Birthright Baloney: President-elect Donald Trump on NBC's Meet the Press on Sunday, December 8, 2024, repeating his desire to eliminate birthright citizenship in the U.S.
NBC via YouTube
Birthright Baloney: President-elect Donald Trump on NBC's Meet the Press on Sunday, December 8, 2024, repeating his desire to eliminate birthright citizenship in the U.S.

COMMENTARY Trump's lying and/or ignorant quest to kill birthright citizenship trashes the New World ideal — and his movement's supposed exaltation of the little guy standing up to elites.

We know Donald Trump’s anti-establishment schtick makes it acceptable — a juvenile badge of honor — to lie about facts or be ignorant of them.

Or both.
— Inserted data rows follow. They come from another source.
PR #328, opened 2026-01-06
generate filters once for split jobs

### LINKED ISSUE #317: Only compute filters once with job splitting
It now calculates and applies the tomogram filter on the complete tomogram before slicing down to the subvolume. For now this is done for every subvolume, but in the future we should probably rewrite the split volume function to pre-compute the filtered complete tomogram (this should become an issue after this PR)

_Originally posted by @sroet in https://github.com/SBC-Utrecht/pytom-match-pick/issues/316#issuecomment-3338996334_

sroet:
This PR:

- [x] splits out filter generation to a separate method of TMJob
- [x] makes sure it is generated only once per split
- [x] add/update tests for everything
- [x] update version number
- [x] makes test coverage 100%

Some notes:
- The ctf updating and final wedge filters have to be generated per-split-job so I left that at the current spot
- We should probably make sure that if any of the relevant attributes are read only (or invalidate the cached filters), but I feel that will require a significant rethink about the structure of the TMJob class in general

closes #317

### DIFF
--- a/pyproject.toml
+++ b/pyproject.toml
@@ -4,7 +4,7 @@ build-backend = "setuptools.build_meta"
 
 [project]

And both were on display last weekend when the former president and now President-elect-again said he’ll eliminate birthright citizenship in the U.S. via executive action.

“We have to end it, it’s ridiculous,” he told NBC’s Meet the Press. “We’re the only country that has it, you know.”
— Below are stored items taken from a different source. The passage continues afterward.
PR #330, opened 2026-01-15
Ensure at least 2 pieces for GPU distribution check

McHaillet:
Add check for minimum pieces before volume split distribution check.

I was trying to split the rotation search of a single tomo over multiple GPU's (`-s 1 1 1` with `-g 0 1 2`). The current check doesn't allow for this apparently.

### DIFF
--- a/src/pytom_tm/parallel.py
+++ b/src/pytom_tm/parallel.py
@@ -87,7 +87,7 @@ def run_job_parallel(
     n_pieces = reduce(lambda x, y: x * y, volume_splits)
 
     # error out reasonably if we can' make an even distribution
-    if n_pieces % len(gpu_ids) != 0:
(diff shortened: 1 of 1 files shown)


sroet:
Do you mind adding a test to make sure the 1 GPU path now goes through? Otherwise LGTM!

McHaillet:
It might make more sense to move the check into the section for volume splitting actually. For angle splitting, multiple gpu's should be okay unless there is just one angle

sroet:
> For angle splitting, multiple gpu's should be okay unless there is just one angle

We could change that behavior to just check if there isn't more GPUs than angles in general, do need to make sure that this doesn't lead to double compute though (don't remember the splitting code by heart)

McHaillet:
We can close this, given the superior fix in #336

Like most of what comes out of Trump’s MAGA mouth, that’s patently false. In fact, 35 countries have unrestricted birthright citizenship on their books — meaning, anyone born on their soil is automatically a citizen.

READ MORE: Real Christians show up in Colombia — and show up racist Christianists in America

But here’s what makes Trump’s lie and/or ignorance doubly dumb when you consider his movement is supposedly all about the little guy sticking it to elitists:

Thirty of those 35 birthright citizenship nations are located in the western hemisphere.

In the Americas.

In the New World.

And that’s no coincidence.

Birthright citizenship — known as jus soli, or “right of soil” — isn’t just an entitlement enshrined in the 14th Amendment of the U.S Constitution or in the charters of countries from Canada to the Caribbean to Chile. It’s a statement of the New World ethos — of a humane egalitarianism that was meant to distinguish the Americas, especially America, from the musty caste systems of the Old World.
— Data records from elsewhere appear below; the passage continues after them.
PR #334, opened 2026-01-21
change warp xml reader to multiply angles with -1

sroet:
From our own internal discussion, this seems like the correct thing to do. (also mentioned here: https://github.com/SBC-Utrecht/pytom-match-pick/discussions/266#discussioncomment-13735010)

This does **not** deal with the defocus handedness, as this is set by the `AreAnglesInverted` flag of the xml, which we currently not read. It only deals with the tomogram reconstruction handedness.

This would be particularly bad if the sampling wasn't symmetric with respect to angles.

[EDIT: we ended up testing this, see [this comment](https://github.com/SBC-Utrecht/pytom-match-pick/pull/334#issuecomment-3958455104) text below is to keep history intact]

It was admittedly spawned by the need to populate New World colonies, which made more welcome immigration policies a common standard across the hemisphere. But it reflects the democratic idea that common folks are, or ought to be, as valued as aristocrats are in Europe.

Birthright citizenship is a statement of the egalitarianism meant to distinguish the Americas, especially America, from the caste systems of the Old World.

By telling anyone born on your turf that they’re citizens from womb to tomb, you’re affirming that notion. You’re telling even the humblest among us that as long as they work hard and follow the law, they’re as important as billionaire Elon Musk keeps telling us (over and over) that he is.

That’s why you’ll find birthright citizenship in the 14th Amendment. The post-Civil War provision conferred U.S. citizenship on former slaves. It also drove home that the U.S. was finally getting serious about the ideal etched in its Declaration of Independence — that anyone of any race, creed or class is worthy of U.S. citizenship, especially those who claim jus soli.

Refugee rank

Even Colombia, one of only five countries in the Americas without unrestricted birthright citizenship, has made exceptions for it.

A Venezuelan baby gets footprinted in 2019 after Colombia granted the infants of Venezuelan refugee migrants citizenship.
Fernando Vergara
/
AP
A Venezuelan baby gets footprinted in 2019 after Colombia granted the infants of Venezuelan refugee migrants citizenship.

Five years ago, then President Iván Duque, a conservative, granted citizenship to 25,000 babies born in Colombia to desperate migrants fleeing disaster and dictatorship in Venezuela. The legal intent was to ensure those children don’t grow up stateless; the loftier aim was to reassert the New World conviction that even babies of refugee rank deserve that consideration.

As I wrote at the time, Duque’s dictum also evoked King Herod — in this case socialist Venezuelan dictator Nicolás Maduro — driving the infant Jesus into sanctuary in Egypt. And, especially in December, that shouldn’t be lost on all the conservative U.S. Christians who make up so much of Trump’s xenophobic base.

But! those Christians will insist, the U.S. today is mired in an immigration crisis — and Trump is right to deprive undocumented migrants of the opportunity to have “anchor babies” so they can underhandedly embed themselves in our country.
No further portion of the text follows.